Happy Birthday to my beautiful baby girl, Erika!!! I love you! I'm so proud to be your mom!!

Saturday, January 7, 2012

After Holiday Blues?

I am feeling off right now, I have for a few days.  I can't put my finger on it.  I love Christmas.  I love looking at all the decorations.  My mom and sister decorate my house as they have an eye for it.  Here's one tree that is in my living room:

 This is our front entry tree:
 The tree in the kitchen leading into the three season room:
I loved having all of these decorations in my house.  We also had a tree in the basement, the kids' yearly ornament tree.  Once the big office party was over, the next day meant it was time to put away all the decorations.  I wasn't liking that at all.  Now my house looks so boring and naked!  Every time I would walk into the living room, I would be shocked by how bare it was.  You would have thought I was used to it by the next day, but I wasn't, it just really hit me this year.

In Korea, I wasn't as vocal as I used to be either.  I'm not sure why, maybe because I hadn't been back there in two years, but still, I don't change my personality for anything or anyone.  The Gift Team trip is always an emotional trip, maybe this time it really got to me without me knowing it?  I feel like I'm missing something or something is undone...

I've been listening to more music lately too, which is very unlike me.  I even bought some music from iTunes and I don't like to spend money like that!  Every song I listen to, I feel very sentimental and some of the songs are up beat, not all slow songs which I usually like.  Today, as I was preparing my daughter and husband's birthday dinner, which took all day...one song was blasting from my iPad and my husband happened to come upstairs at that moment and one look at him and I hugged him and started crying.
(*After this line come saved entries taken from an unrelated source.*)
PR #192, opened 2026-05-02
Fix double-tap dictation race in AudioRecorder lostRace check

moona3k:
## Summary

Fixes a race where quickly double-tapping Fn could make persistent dictation fail with:

`Recording failed: interrupted during subscribe`

This happens when the first provisional start is still starting up while the second, user-intended persistent start begins.

## Race Shape

```text
Before

Time ->

Start #1   set starting=true ---- await subscribe ---- stale, fails
Stop #1                         bump generation, clear starting
Start #2                                set starting=true ---- await subscribe
Start #1 defer                                      clear starting=false
Start #2 resume                                             sees stale flag, fails

Result: the replacement recording also fails.
```

```text
After

Time ->

Start #1   owns token A -------- await subscribe ---- stale, fails
Stop #1                         bump generation, clear starting
Start #2                                owns token B -------- await subscribe
Start #1 defer                                      token A is stale, no clear
Start #2 resume                                             token B still owns start, records

Result: the user-intended persistent recording stays alive.
```

## What Changed

- `AudioRecorder` now uses per-start ownership for the shared `starting` flag, so an older start cannot clear a newer start's in-flight state.
- `DictationService` now checks session ownership before mutating state after async start work, so a stale failed start cannot reset a replacement session to idle.
- Race tests now use explicit rendezvous/polling instead of fixed sleeps.

## Validation

- `swift test --filter AudioRecorderFormatChangeTests`
- `swift test --filter DictationServiceSessionTests`
- Full `swift test`: 2053 XCTest tests + 16 Swift Testing tests passed
- GitHub CI on head `7003fdb2`: both `swift-test` jobs passed

### DIFF
--- a/Sources/MacParakeetCore/Audio/AudioRecorder.swift
+++ b/Sources/MacParakeetCore/Audio/AudioRecorder.swift
@@ -69,6 +69,14 @@ public actor AudioRecorder {
     private var outputURL: URL?
     private var recording = false
     private var starting = false
+    /// Bumped on every `start()` entry that passes the entry guard. Each call
+    /// captures its value as `myStartCallGeneration`; the `defer` only clears
+    /// `starting` if no newer call has claimed the slot. Without this, an
+    /// aborted sibling's defer would clobber a legitimate replacement start
+    /// AND mislead `stop()` into taking its no-op path (which doesn't bump
+    /// `sessionGeneration`), letting the replacement claim a recording the
+    /// caller of `stop()` just asked to end.
+    private var startCallGeneration: Int = 0
 
     /// Minimum samples before sending to STT.
     /// FluidAudio requires at least 1 second of 16kHz audio (16,000 samples).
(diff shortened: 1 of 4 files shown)


moona3k:
## Fresh-eye review applied (commit 3adb4978)

Ran Codex + Gemini fresh-eye reviews in parallel. They disagreed:

- **Codex caught a real correctness hole** in the prior single-line fix. With `!self.starting` removed from `lostRace`, this sequence breaks:
  1. start #1 mid-subscribe (`starting=true`)
  2. STOP #1 Path A: bumps gen, `starting=false`
  3. start #2 enters: `starting=true`, awaits
  4. start #1 resumes, throws, defer clobbers `starting=false`
  5. STOP #2 fires: sees `starting=false, recording=false` → Path B (line 379-381) → throws WITHOUT bumping gen
  6. start #2 resumes: gen unchanged, lostRace=false → succeeds, claims a recording the caller of STOP #2 just asked to end
- **Gemini said the fix was sound** — missed that `stop()` reads `starting` to decide whether to bump generation, so a sibling defer clobber breaks `stop()`'s invariant in addition to the lostRace check.

Verified Codex was right by walking the trace. Window is microseconds and rare, but real.

## Revised fix

Restored `!self.starting` in lostRace. Replaced `defer { starting = false }` with a per-call guard keyed on a new `startCallGeneration` field — defer only clears `starting` if no newer call has claimed the slot. A sibling's defer leaves the active claim alone, which:
- Keeps lostRace's `!self.starting` check correct (defense-in-depth)
- Keeps `stop()`'s view of `starting` accurate so it always takes gen-bumping Path A when an in-flight start exists

## Test improvement (also from review)

Previous test relied on `Task.sleep(50ms)` for task #2 to enter the actor before release. If task #2 entered AFTER task #1 resolved, the test passed without exercising the bug — silent false-pass.

New sync uses `permissionProvider` as a deterministic gate: it's invoked from inside `start()` after `starting=true` is set, so signaling on the second call proves task #2 has entered. Verified by temporarily reverting the per-call defer — test fails with exact error `"start #2 should succeed... got: recordingFailed("interrupted during subscribe")"`. Restored the fix; all 2052 tests pass.

PR #220, opened 2026-05-04
Fix system-default microphone fallback

### LINKED ISSUE #218: Audio input test failed after v0.6.0 update (OBSBOT Meet 2 on macOS Tahoe 26.5)
After updating to v0.6.0 this morning, the microphone input test fails with:
"Audio engine failed to start: Microphone engine failed to start..."

• macOS: Tahoe 26.5
• Device: Mac mini M4 + OBSBOT Meet 2
• Works fine in System Settings > Sound > Input
• Confirmed regression: v0.5.6 works perfectly with the same mic/setup. Only v0.6.0 is broken.

 Permissions reset + coreaudiod killed, no change

Steps to reproduce: Open app → Audio Input settings → Test Input

Image

moona3k:
## Summary
Fixes a v0.6.0 microphone regression where some system-default USB/camera mics can fail the Audio Input test after MacParakeet explicitly sets the default CoreAudio device.

The fix keeps explicit routing for user-selected microphones, but restores AVAudioEngine's implicit System Default path before falling back to the built-in mic. This matches the v0.5.6 behavior that worked for the reported OBSBOT Meet 2 setup.

```text
Before
Selected mic -> explicit CoreAudio set -> start
System Default -> explicit CoreAudio set -> start/fail
Built-in -> explicit CoreAudio set -> start

After
Selected mic -> explicit CoreAudio set -> start
System Default -> AVAudioEngine implicit default -> start
Built-in -> explicit CoreAudio set -> start
```

## Tests
- swift test --filter MicrophoneCaptureTests
- swift test --filter Audio
- swift test (2223 tests, 1 skipped, 0 failures)

Fixes #218

### DIFF
--- a/Sources/MacParakeetCore/Audio/MicrophoneCapture.swift
+++ b/Sources/MacParakeetCore/Audio/MicrophoneCapture.swift
@@ -9,12 +9,52 @@ public struct MeetingInputDeviceAttempt: Equatable, Sendable {
         case builtIn
     }
 
+    public enum Routing: Equatable, Sendable {
+        case explicit(AudioDeviceID)
+        case implicitSystemDefault(resolvedDeviceID: AudioDeviceID?)
+    }
+
     public let source: Source
-    public let deviceID: AudioDeviceID
+    public let routing: Routing
 
     public init(source: Source, deviceID: AudioDeviceID) {
         self.source = source
-        self.deviceID = deviceID
+        self.routing = .explicit(deviceID)
+    }
+
+    private init(source: Source, routing: Routing) {
+        self.source = source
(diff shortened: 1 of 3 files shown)


moona3k:
Addressed the review feedback in 34383c84: the attempt model now separates source from routing, so public .systemDefault attempts with a concrete device ID remain explicit while MacParakeet's fallback builder uses a distinct implicit System Default route. I also added an injected input-device setter/start seam plus testPlatformSkipsInputDeviceSetterForImplicitSystemDefaultAttempt so the skip of setInputDevice for implicit default is directly covered.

I don't know what is going on, I've always been very emotional and can cry at anything, but this feeling is different...

Thursday, January 5, 2012

Bring it on 2012!

I can't believe it is now the year 2012.  I can't believe how time goes by so fast nowadays...with that, I know I will do everything possible to make it a great year.  I want to travel the world more, I want to do more random acts of kindness, I want to see more people be happy.

These are not my New Year's resolutions, I don't make them.  I just do whatever happens to catch my fancy at the moment.  I hope all of you reading will do the same.  I wish you all happiness, contentment, and peacefulness within yourselves.